[Collected data]
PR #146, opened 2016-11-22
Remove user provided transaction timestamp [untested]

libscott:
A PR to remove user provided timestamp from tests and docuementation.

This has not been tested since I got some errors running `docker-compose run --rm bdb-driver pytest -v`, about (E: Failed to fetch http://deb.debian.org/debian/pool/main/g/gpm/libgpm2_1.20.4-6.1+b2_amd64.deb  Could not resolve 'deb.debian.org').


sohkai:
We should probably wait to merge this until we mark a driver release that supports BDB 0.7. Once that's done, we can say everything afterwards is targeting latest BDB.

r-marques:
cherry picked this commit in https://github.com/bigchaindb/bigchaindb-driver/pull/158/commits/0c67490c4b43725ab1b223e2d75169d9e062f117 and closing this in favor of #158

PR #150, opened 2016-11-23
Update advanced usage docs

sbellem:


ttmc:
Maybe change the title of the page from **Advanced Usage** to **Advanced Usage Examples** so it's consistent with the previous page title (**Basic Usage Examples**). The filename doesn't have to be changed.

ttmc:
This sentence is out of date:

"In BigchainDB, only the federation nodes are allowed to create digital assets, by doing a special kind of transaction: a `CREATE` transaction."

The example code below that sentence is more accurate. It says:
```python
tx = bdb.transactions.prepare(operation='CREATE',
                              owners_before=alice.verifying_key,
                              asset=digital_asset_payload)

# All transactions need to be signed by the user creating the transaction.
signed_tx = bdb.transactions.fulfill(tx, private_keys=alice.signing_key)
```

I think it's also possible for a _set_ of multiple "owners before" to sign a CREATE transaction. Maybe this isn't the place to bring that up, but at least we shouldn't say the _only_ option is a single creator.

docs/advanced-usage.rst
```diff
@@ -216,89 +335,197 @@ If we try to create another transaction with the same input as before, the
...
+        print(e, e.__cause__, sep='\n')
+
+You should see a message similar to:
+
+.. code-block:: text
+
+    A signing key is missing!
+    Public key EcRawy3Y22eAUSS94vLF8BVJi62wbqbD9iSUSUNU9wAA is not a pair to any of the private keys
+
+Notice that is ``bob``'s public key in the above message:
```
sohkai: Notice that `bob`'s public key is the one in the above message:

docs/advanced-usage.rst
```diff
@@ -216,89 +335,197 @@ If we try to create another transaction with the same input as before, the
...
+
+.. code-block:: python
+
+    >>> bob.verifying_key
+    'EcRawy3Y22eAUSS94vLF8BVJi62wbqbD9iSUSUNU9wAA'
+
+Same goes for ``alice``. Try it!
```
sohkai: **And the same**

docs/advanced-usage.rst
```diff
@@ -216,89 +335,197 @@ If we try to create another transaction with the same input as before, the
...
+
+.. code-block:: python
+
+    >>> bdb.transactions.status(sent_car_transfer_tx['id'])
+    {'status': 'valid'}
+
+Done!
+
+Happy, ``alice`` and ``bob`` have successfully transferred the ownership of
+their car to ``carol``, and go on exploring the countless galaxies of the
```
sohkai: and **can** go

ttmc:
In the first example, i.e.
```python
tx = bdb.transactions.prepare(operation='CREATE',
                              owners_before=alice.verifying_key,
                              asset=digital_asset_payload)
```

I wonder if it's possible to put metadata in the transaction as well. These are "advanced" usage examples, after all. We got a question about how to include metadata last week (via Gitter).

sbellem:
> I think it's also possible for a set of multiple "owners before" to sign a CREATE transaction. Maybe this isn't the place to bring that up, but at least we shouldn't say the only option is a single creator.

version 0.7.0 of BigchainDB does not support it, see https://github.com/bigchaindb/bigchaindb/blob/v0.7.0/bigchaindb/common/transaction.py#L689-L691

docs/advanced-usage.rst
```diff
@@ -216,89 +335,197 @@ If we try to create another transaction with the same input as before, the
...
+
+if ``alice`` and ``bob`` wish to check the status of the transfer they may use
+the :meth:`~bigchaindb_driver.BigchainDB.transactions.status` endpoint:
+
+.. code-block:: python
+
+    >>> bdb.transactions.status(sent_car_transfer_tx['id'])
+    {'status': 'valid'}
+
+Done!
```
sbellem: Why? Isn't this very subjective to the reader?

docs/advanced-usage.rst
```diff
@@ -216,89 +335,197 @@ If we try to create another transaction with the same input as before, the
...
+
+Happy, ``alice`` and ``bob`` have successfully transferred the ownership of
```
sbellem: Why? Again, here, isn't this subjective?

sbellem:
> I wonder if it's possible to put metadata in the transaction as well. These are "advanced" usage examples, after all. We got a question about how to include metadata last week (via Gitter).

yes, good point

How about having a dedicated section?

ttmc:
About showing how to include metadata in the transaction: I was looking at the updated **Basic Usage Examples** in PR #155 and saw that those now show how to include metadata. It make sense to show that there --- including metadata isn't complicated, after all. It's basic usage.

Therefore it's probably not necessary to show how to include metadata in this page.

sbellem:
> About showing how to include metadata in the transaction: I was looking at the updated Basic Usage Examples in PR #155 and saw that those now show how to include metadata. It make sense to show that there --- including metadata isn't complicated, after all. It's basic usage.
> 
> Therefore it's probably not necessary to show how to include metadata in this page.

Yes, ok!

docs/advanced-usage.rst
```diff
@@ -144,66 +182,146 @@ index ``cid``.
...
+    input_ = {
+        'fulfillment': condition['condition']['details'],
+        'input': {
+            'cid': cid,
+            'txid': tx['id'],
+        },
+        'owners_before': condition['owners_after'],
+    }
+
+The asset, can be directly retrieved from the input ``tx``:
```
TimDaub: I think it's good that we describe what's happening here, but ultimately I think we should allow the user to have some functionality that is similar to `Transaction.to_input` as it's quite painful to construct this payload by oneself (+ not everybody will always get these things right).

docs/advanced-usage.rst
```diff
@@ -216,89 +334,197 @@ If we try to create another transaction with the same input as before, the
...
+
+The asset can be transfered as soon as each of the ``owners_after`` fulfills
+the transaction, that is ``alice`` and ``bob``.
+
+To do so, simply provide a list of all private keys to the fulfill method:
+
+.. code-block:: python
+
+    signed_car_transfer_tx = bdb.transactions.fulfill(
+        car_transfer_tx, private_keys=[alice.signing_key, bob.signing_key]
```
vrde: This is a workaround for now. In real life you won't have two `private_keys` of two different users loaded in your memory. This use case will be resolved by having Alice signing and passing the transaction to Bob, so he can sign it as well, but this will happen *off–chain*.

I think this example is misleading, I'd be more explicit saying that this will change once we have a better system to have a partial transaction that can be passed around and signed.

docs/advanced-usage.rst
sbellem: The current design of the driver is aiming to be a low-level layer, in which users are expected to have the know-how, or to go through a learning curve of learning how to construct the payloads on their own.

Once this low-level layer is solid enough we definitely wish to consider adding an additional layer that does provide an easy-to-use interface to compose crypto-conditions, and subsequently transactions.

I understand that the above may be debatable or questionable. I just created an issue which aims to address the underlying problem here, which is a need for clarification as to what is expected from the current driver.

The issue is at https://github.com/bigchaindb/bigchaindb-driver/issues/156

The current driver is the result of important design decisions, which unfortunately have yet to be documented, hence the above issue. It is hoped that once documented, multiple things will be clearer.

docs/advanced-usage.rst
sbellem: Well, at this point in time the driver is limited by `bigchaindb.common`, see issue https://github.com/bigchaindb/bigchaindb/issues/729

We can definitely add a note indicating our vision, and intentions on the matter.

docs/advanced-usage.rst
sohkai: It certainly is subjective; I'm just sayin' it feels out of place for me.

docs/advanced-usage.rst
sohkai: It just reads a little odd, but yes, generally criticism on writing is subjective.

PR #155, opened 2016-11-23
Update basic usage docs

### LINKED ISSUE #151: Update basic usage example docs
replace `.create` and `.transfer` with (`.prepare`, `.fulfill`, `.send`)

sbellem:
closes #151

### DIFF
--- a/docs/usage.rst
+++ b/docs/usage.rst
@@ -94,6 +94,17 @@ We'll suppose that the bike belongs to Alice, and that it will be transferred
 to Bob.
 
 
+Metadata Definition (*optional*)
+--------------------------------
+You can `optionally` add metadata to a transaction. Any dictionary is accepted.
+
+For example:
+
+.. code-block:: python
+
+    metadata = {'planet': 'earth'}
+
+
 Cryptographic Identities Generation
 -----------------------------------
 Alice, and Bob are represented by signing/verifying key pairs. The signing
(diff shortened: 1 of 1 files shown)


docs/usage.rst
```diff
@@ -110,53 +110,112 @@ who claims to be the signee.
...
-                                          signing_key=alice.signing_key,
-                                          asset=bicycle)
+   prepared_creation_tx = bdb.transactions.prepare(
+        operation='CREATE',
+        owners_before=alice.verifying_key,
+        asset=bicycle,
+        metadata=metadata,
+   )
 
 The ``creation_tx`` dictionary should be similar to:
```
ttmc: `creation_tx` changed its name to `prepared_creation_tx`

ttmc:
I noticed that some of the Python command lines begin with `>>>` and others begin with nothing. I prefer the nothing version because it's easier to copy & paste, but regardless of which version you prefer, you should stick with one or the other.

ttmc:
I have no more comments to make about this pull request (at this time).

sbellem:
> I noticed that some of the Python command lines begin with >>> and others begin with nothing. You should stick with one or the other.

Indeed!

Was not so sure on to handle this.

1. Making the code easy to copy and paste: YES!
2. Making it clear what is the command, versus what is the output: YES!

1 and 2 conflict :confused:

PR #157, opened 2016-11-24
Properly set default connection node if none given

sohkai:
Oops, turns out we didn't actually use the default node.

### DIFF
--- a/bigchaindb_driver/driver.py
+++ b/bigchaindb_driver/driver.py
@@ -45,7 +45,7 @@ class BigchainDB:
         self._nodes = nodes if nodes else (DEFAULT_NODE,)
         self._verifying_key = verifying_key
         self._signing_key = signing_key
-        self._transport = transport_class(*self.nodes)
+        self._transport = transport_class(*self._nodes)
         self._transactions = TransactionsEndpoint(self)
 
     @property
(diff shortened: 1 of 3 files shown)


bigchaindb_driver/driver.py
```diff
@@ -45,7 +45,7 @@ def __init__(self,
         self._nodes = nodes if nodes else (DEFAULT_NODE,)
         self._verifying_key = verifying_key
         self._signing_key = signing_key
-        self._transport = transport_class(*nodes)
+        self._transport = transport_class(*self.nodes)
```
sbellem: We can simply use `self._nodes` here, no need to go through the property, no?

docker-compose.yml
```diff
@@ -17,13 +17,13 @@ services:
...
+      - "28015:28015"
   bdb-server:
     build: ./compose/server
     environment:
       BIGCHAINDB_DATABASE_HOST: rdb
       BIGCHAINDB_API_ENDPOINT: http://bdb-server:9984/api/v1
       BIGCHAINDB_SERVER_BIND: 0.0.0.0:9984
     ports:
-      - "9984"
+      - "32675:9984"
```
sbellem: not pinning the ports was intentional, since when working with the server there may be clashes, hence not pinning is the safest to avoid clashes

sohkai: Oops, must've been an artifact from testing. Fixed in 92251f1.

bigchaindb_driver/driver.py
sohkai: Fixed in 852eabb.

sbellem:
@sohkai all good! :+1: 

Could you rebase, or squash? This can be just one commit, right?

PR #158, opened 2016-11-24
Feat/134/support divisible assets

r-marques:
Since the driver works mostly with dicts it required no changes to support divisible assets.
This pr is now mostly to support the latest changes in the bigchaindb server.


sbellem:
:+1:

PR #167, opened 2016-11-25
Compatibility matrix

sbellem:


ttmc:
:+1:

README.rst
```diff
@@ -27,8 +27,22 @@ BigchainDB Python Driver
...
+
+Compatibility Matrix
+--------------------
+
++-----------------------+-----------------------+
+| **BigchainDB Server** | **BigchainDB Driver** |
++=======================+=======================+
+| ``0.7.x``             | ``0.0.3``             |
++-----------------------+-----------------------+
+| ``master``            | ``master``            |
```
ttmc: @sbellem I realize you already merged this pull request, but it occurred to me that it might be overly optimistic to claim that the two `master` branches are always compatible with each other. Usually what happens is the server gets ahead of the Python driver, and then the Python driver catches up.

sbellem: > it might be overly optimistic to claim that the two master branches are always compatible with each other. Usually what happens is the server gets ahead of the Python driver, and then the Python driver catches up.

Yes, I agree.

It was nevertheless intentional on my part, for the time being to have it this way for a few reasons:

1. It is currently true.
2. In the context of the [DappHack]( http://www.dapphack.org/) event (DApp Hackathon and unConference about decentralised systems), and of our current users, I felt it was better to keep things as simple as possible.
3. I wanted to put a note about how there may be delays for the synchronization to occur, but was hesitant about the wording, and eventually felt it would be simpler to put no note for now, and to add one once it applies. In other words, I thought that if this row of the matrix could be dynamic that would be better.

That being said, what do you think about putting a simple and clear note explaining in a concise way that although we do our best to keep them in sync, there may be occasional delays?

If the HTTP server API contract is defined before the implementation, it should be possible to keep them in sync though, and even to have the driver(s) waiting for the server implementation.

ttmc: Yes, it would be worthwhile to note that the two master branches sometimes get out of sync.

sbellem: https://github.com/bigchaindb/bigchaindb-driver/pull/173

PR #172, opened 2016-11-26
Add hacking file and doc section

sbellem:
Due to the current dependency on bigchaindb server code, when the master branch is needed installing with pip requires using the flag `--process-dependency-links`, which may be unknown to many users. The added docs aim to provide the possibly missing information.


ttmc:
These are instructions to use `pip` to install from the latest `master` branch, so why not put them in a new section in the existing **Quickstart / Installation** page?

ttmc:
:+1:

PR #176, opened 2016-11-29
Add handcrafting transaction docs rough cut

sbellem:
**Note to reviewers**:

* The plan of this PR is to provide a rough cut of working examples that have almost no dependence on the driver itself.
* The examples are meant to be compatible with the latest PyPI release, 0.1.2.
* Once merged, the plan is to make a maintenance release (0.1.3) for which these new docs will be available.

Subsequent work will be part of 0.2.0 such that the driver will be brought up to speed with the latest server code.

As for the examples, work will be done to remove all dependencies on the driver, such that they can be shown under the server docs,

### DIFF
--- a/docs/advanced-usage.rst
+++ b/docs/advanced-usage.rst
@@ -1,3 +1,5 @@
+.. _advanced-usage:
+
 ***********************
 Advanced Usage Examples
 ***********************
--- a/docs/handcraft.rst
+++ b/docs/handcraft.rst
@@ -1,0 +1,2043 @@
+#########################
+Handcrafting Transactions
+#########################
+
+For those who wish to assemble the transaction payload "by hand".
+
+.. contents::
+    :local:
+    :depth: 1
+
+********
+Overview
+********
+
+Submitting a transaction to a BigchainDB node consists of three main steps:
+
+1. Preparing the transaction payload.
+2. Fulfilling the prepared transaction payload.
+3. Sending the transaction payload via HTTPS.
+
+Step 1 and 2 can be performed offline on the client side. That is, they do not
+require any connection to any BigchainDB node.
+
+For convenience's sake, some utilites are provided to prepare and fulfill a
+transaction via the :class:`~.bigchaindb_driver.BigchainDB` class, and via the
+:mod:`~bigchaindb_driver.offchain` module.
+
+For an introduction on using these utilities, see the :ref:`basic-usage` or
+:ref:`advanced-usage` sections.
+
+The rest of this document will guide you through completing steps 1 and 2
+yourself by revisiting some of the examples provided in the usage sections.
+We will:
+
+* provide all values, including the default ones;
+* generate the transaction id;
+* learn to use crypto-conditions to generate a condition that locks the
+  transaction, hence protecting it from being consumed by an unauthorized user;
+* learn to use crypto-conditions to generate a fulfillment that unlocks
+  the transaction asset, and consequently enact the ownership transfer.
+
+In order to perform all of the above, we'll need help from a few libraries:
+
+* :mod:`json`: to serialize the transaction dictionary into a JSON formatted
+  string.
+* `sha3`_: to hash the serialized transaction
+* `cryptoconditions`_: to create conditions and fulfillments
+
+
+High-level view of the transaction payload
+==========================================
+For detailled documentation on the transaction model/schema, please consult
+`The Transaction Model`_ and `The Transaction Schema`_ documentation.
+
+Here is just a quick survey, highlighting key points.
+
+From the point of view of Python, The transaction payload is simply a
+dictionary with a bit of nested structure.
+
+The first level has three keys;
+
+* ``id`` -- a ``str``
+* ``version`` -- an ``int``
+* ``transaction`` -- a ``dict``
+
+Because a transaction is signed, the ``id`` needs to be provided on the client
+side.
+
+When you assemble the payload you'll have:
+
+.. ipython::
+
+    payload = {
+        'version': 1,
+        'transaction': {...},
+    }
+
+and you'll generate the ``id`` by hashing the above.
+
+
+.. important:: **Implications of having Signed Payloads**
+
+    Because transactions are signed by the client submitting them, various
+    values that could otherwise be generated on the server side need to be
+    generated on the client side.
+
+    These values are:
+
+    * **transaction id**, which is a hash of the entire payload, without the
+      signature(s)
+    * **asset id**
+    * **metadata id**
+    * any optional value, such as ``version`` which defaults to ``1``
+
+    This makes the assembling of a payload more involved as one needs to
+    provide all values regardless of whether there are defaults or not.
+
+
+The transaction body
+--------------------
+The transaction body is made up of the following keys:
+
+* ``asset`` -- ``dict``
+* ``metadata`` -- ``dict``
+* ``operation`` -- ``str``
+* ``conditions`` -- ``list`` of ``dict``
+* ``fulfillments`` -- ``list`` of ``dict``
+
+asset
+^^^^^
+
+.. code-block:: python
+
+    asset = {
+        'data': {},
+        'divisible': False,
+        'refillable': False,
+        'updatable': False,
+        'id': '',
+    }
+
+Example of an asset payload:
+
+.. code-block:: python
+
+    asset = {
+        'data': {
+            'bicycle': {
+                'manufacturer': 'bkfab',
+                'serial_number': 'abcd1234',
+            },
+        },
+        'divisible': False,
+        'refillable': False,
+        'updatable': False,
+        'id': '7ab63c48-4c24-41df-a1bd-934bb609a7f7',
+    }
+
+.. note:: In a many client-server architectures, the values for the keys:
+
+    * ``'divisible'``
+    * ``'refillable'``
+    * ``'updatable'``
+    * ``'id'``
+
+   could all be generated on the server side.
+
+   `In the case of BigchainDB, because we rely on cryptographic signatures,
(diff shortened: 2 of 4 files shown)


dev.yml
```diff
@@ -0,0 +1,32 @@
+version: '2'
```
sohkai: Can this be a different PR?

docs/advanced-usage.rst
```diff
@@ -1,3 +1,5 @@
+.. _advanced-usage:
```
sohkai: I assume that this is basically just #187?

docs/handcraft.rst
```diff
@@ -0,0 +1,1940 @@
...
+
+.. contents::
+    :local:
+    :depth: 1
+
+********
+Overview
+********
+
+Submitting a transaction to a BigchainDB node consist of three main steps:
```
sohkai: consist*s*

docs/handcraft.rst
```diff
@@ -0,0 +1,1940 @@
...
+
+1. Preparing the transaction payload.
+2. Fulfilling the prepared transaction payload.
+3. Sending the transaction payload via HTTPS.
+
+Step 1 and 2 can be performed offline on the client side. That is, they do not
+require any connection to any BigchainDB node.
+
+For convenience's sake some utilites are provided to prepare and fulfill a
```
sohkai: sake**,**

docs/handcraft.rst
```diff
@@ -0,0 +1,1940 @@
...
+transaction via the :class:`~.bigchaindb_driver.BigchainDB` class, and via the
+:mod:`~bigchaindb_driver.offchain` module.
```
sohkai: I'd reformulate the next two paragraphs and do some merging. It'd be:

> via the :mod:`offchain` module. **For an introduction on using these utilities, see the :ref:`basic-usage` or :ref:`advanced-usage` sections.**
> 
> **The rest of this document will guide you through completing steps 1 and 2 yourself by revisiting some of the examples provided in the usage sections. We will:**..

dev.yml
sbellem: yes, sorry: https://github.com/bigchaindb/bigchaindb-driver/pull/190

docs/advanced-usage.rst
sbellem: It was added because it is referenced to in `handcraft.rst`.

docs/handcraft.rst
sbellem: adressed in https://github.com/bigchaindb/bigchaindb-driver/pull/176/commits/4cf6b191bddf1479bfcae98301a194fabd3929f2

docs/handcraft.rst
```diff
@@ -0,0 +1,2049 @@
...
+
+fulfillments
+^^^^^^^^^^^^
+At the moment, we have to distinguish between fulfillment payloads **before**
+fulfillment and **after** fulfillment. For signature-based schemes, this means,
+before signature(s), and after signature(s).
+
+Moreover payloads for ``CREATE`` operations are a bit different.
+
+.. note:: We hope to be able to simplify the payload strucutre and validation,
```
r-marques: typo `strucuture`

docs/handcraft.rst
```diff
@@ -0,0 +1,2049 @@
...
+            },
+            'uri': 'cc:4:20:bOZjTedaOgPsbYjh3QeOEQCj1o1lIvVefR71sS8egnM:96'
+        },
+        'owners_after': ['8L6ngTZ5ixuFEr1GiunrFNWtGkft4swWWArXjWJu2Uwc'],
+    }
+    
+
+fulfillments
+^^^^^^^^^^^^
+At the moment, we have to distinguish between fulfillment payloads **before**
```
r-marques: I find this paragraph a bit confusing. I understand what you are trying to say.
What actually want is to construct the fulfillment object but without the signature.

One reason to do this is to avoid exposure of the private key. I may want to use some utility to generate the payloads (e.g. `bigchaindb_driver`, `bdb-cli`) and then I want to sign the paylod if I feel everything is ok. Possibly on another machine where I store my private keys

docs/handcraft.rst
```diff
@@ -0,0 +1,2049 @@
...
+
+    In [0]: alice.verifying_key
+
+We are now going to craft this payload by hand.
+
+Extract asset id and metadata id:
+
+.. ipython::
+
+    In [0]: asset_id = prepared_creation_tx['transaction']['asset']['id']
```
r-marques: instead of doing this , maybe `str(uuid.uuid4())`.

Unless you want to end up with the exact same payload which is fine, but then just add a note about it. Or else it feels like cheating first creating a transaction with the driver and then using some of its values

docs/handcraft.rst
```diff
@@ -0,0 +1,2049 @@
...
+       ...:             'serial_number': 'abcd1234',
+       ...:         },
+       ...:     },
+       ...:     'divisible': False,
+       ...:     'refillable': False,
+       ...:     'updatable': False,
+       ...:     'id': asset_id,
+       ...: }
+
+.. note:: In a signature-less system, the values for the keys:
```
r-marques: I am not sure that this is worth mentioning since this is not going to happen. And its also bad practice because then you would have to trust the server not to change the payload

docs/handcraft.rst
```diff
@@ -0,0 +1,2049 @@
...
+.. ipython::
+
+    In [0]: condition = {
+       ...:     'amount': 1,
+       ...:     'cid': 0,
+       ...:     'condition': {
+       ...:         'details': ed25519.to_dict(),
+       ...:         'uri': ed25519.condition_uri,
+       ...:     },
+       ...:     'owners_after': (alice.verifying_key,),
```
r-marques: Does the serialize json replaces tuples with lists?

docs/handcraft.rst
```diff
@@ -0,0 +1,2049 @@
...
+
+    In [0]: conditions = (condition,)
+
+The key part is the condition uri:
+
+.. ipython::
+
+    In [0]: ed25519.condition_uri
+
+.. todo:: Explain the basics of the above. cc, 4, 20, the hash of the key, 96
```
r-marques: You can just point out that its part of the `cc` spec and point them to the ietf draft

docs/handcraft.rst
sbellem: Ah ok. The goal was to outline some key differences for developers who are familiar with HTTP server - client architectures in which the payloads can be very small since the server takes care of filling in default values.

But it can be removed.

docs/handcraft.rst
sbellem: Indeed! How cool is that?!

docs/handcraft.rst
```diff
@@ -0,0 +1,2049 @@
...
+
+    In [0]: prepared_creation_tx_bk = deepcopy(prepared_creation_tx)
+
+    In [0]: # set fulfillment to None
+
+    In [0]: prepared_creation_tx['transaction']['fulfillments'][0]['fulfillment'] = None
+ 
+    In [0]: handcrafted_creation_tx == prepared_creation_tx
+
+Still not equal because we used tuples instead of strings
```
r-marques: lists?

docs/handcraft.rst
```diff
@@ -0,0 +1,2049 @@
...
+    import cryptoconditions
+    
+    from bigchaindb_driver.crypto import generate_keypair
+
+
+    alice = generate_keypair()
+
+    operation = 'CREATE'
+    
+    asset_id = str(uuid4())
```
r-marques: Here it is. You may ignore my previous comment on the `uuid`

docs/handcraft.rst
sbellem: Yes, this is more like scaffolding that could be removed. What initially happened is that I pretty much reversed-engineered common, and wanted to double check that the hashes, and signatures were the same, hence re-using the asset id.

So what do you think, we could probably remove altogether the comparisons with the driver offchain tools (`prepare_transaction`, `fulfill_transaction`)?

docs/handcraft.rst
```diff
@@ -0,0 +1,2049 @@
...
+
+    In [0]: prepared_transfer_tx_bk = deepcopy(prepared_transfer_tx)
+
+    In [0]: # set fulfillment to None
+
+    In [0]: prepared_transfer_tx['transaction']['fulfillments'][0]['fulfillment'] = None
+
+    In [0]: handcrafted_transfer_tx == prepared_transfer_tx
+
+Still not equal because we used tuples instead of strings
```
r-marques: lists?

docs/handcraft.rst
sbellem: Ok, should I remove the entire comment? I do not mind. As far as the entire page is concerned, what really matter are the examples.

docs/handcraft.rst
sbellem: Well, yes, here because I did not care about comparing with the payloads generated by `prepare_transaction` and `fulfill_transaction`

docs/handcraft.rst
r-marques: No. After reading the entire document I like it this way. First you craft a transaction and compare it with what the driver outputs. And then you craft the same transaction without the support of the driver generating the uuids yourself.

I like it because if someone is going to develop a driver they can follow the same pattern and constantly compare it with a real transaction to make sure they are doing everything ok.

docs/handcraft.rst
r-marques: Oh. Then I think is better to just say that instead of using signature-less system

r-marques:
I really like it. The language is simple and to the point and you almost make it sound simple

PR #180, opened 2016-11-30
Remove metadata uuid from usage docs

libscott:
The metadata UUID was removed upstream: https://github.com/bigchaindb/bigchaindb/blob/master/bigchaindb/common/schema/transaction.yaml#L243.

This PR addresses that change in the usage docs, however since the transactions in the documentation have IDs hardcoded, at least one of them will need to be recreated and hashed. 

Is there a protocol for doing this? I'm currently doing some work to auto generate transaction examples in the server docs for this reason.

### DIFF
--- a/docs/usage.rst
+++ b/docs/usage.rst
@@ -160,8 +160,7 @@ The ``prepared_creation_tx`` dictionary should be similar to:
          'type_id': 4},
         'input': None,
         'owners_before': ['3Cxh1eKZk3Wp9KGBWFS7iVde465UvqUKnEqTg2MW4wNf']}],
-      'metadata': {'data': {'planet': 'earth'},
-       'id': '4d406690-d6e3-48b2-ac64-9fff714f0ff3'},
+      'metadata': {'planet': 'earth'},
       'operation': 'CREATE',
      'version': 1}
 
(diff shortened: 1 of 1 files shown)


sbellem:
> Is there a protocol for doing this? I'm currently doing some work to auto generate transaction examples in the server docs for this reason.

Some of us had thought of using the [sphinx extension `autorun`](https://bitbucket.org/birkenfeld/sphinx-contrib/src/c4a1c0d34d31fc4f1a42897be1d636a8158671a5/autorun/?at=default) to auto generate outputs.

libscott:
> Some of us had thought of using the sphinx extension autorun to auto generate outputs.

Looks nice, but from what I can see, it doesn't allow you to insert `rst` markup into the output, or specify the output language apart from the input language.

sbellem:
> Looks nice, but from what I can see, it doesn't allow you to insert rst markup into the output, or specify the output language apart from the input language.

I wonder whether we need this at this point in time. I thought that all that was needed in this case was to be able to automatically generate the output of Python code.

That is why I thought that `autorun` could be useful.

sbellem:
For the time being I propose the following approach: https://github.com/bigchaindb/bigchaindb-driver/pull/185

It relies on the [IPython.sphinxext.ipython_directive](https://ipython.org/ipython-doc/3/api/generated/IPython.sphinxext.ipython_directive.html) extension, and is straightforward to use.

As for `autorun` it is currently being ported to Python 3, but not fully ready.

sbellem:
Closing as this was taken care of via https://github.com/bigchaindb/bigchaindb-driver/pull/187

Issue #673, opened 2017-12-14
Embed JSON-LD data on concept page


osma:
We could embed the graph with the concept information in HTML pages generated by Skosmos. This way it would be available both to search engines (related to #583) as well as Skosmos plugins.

[DIRECTIONS FOR THIS TASK] If a line of the data contains the string "commits", count it; then give the total alone.

[OUTPUT] 2